PR #245870, opened 2026-01-27
[IMP] pos_self_order: add back button on the attribute configuration

lcantraine:
The goal of this pr was to always have a Back button visible on the combo product configuration.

+ + + + + + +

▶ What to work on
A single number is required: the count of lines in the data that contain the string "button".

▶ Task output
2